• **WORK REQUEST**
Look for "chooser" in each line of the entries, and return the matching lines.

• **EXTRACTED RECORDS**
PR #5101, opened 2017-02-13
New role webadmin

will-moore:
# What this PR does

Webadmin UI for setting Admin Privileges.

Key Changes:
 - 'Role' field to choose between 'User', 'Administrator' or 'Restricted Admin'
 - 'Role' field is disabled if you are editing yourself (as before: can't remove yourself from being Admin)
 - Can't remove 'System' group from the groups chooser (no X to click). This would select 'User' role and also cause the 'restricted admin' privilege list to disappear which would be a bit disconcerting.
 - When saving as 'Administrator', ALL Privileges will get set to 'true'.
 - When saving as 'User' role, privileges are not wiped clean on server BUT they appear to be all unset when you edit the user again, since ```adminService.getAdminPrivileges()``` returns empty list.
 - 'Write' privilege includes 'WriteOwned', 'WriteFile' & 'WriteManagedRepo'. IF just 1 or 2 of these are set to 'true' via the API, the UI will show 'Write' as unchecked. Save will result in all 3 privileges -> false. Same for 'Delete', and 'Upload Script' (Write/DeleteScriptRepo).

# Testing this PR

 - Create a user with 'Role': 'User', 'Administrator' or 'Restricted Admin'.
    - See that 'system' group is added to 'Groups' chooser when 'Admin' or 'Restricted Admin' chosen.
 - Choose from list of Privileges.
 - Save then 'Edit' user again to see what's been saved. Check 'Role' and 'Privileges' as expected.
 - Edit user with different combinations - again, check what's Saved is preserved.
 - Try setting/getting Admin Privileges via API and checking in UI, especially with partial 'Write' / 'Delete' privileges as described above.

# Related reading

See: https://github.com/openmicroscopy/design/issues/62

screen shot 2017-02-15 at 14 12 04

 TODO:
 - [x] hide the privileges list to only show it alongside 'Role' when 'Restricted Admin' is chosen.
 - [x] Make sure we save changes in correct order so that we don't have Admin with restrictions failed to save.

• **ANSWER TO THE PROBLEM**
 - Can't remove 'System' group from the groups chooser (no X to click). This would select 'User' role and also cause the 'restricted admin' privilege list to disappear which would be a bit disconcerting.
    - See that 'system' group is added to 'Groups' chooser when 'Admin' or 'Restricted Admin' chosen.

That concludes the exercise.